Associé du bureau parisien de Neowise, Edouard Madinier revient sur son parcours et sur les décisions qui l’ont mené jusqu’au milieu intimiste des multi-family offices. Portrait.
Édouard Madinier, le pragmatique
Ancien banquier privé de renom, amateur de vin et féru de gastronomie, Édouard Madinier s’épanouit aussi bien autour d’un bon repas qu’auprès des familles qu’il accompagne depuis qu’il est associé chez Neowise. C’est sa personnalité, humble mais résolument passionnée par son métier, qui ressort au fil de la conversation.
2008
À la question "pourquoi le patrimoine ?", la réponse d’Édouard Madinier est simple : "j’aime les chiffres et les relations humaines." Il rejoint les bancs de l’Université Paris Dauphine en parallèle de son alternance chez HSBC, où il décroche un CDI en 2008 afin de développer les portefeuilles clients de la banque. À seulement 23 ans, ce jeune actif n’avait pas conscience que le monde bancaire traversait l’une des crises financières qui auraient le plus de répercussions. Pourtant, ce début de carrière l’a marqué. "Je suis né pendant la crise", résume-t-il aujourd’hui. Tout au long de sa carrière, il se rappellera cet enseignement qui lui aura appris à garder les pieds sur Terre.

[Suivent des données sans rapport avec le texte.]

PR #3, opened 2021-08-29
Expand overview, add diagram

ben-chain:
**Description**
Adds an architecture diagram, suggests some naming and description improvements, and adds stub for batch submitter.  Thanks to @karlfloersch for much of this.

**Additional context**
The SVG metadata should contain full [draw.io](draw.io) XML source so you can import and edit that file directly.

PR #4, opened 2021-08-31
Add design goals for L1 contracts

ben-chain:
**Description**
Based on a conversation with @andrewgordstewart today, adds a set of design goals for the L1 contracts.

**Additional context**
We identified these goals as explicit decisions to be made which would unblock the majority of work on the bisection game.

Fixes ENG-1309

### DIFF
--- a/layer-1-contracts/README.md
+++ b/layer-1-contracts/README.md
@@ -1,0 +1,19 @@
+# Layer 1 Contracts
+
+## Design Goals
+We want our ORU contracts to be built in compliance with the following goals:
+- A **pluggable state machine** which:
+    - allows separation of concerns and parallelizable work
+    - is fully stateless, i.e. all state transitions can be expressed in the form `bytes32 _inputHash, bytes _witness => bytes32 _outputhash` and are only dependent on the immediately preceding pre-state
+- A cryptoeconomic **State Oracle** which:
+    - Provides a cryptoeconomic mechanism to propose, assert, challenge, and finalize optimistic states of the L2 machine
+        - Does NOT require that the entire execution trace is provable, just the execution output
+            - i.e. an honest party may not necessarily ever post a hash of the full trace
+        - DOES require that there is a winning strategy for all, and only for all, possible state proposals
+    - Provides "useful" state hash proposals, i.e. block roots or state roots, which may not be equal to the `_inputHash`es above
+    - Is optimized to minimize the number of rounds of interaction, so as to be most resistant to hostile L1 censorship and griefing
+- A set of **data feed** contracts which:
+    - allow parties and contracts to provide inputs which are processed by the L2 machine
+    - allow verifiability of those inputs for disputes
+    - is highly gas-efficient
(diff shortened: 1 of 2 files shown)


layer-1-contracts/README.md
```diff
@@ -0,0 +1,19 @@
...
+
+## Design Goals
+We want our ORU contracts to be built in compliance with the following goals:
+- A **pluggable state machine** which:
+    - allows separation of concerns and parallelizable work
+    - is fully stateless, i.e. all state transitions can be expressed in the form `bytes32 _inputHash, bytes _witness => bytes32 _outputhash` and are only dependent on the immediately preceding pre-state
+- A cryptoeconomic **State Oracle** which:
+    - Provides a cryptoeconomic mechanism to propose, assert, challenge, and finalize optimistic states of the L2 machine
+        - Does NOT require that the entire execution trace is provable, just the execution output
+            - i.e. an honest party may not necessarily ever post a hash of the full trace
```
ben-chain, line 11: This callout is one of the assumptions allowing #3 [here](https://statechannels.notion.site/Various-bisection-games-8d5ed428f7114b52a1c6bbeb08fe96d5)

layer-1-contracts/README.md
```diff
@@ -0,0 +1,19 @@
+# Layer 1 Contracts
+
+## Design Goals
+We want our ORU contracts to be built in compliance with the following goals:
+- A **pluggable state machine** which:
+    - allows separation of concerns and parallelizable work
+    - is fully stateless, i.e. all state transitions can be expressed in the form `bytes32 _inputHash, bytes _witness => bytes32 _outputhash` and are only dependent on the immediately preceding pre-state
```
ben-chain, line 7: cc @protolambda , this is an explicit callout that steps are only dependent on the immediately preceding one

layer-1-contracts/README.md
andrewgordstewart: FYI `#3` links to pull request #3 in this repo, which is misleading. I think you mean "Option 3" in the linked notion doc, right?

layer-1-contracts/README.md
```diff
@@ -0,0 +1,19 @@
...
+- A cryptoeconomic **State Oracle** which:
+    - Provides a cryptoeconomic mechanism to propose, assert, challenge, and finalize optimistic states of the L2 machine
+        - Does NOT require that the entire execution trace is provable, just the execution output
+            - i.e. an honest party may not necessarily ever post a hash of the full trace
+        - DOES require that there is a winning strategy for all, and only for all, possible state proposals
```
andrewgordstewart, line 12: Should this say something like this?
```suggestion
        - DOES require that there is a winning strategy for correct state proposals
```

I'm not sure what guarantees you can make in case BOTH parties are making incorrect state proposals. But I don't know if you care about that case?

ben-chain: Used your suggested wording, and added a bullet below it with the (probably obvious but hey) thing I was trying to convey with "only for all"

Fils d’officier de l’armée de l’air, Édouard Madinier évolue rapidement au sein d’un univers qui lui était jusqu’alors inconnu. Il y rencontre de nombreuses personnalités inspirantes, dont une, particulièrement marquante : Régis Brochot, son premier directeur. "Contrairement à beaucoup de juniors, j’ai eu la chance qu’il me donne des responsabilités et une forte autonomie dès mon arrivée", confie-t-il. Ce mentor lui donne l’un des conseils le plus important de sa carrière : "Ce que nous ne comprenons pas, nous ne faisons pas". Un principe qu’il applique encore aujourd’hui, le poussant à s’informer et se former aux nouveautés du marché. C’est d’ailleurs de cette façon qu’il s’intéresse aux cryptomonnaies, se forgeant la conviction qu’elles ont leur rôle à jouer sur la place financière.
2016
Huit années plus tard, Édouard Madinier quitte le navire pour rejoindre Banque Richelieu. L’objectif ? Réveiller une "belle endormie". Redynamiser la maison, attirer de nouveaux clients et repenser l’offre de gestion de fortune devient son quotidien. Sous son impulsion, Banque Richelieu internalise son activité de produits structurés, développe l’offre relance le crédit et renforce l’ingénierie patrimoniale. En 2020, il est nommé au directoire, où il prend en charge la clientèle privée. Une aventure stimulante qui lui fait malgré tout prendre conscience que sa place n’est plus là, après plus d’une décennie à œuvrer en banque privée, ses clients le poussent à se lancer. "J’avais trouvé les limites de mon rôle pour pourvoir les accompagner de manière globale", explique-t-il. Une idée qui devient réelle en mars dernier, lorsqu’il est nommé associé au sein du multi-family office lyonnais Neowise.
2025
Pragmatique, agile et connectée aux réalités du secteur, cette nouvelle aventure lui offre un cadre idéal pour mettre en pratique sa vision. Son quotidien est rythmé par les problématiques complexes que rencontrent entrepreneurs de première génération et start-uppers, qu’il peut désormais adresser grâce aux nombreux partenaires et solutions de Neowise. Ce qui lui permet de développer aussi bien ses compétences que son business !
Malgré un agenda chargé, cet amateur de montagne et bon vivant assumé cultive une joie de vivre qu’il sait prendre le temps d’apprécier. Si, pour l’heure, c’est sur le terrain de la gestion de patrimoine qu’il trace son chemin, ses envies de voyage le portent vers le Japon, la Russie ou l’Italie. Marié, père de trois garçons, il accorde beaucoup d’importante à l’éducation, notamment celle des futures générations, qu’il considère comme la clé de l’épanouissement.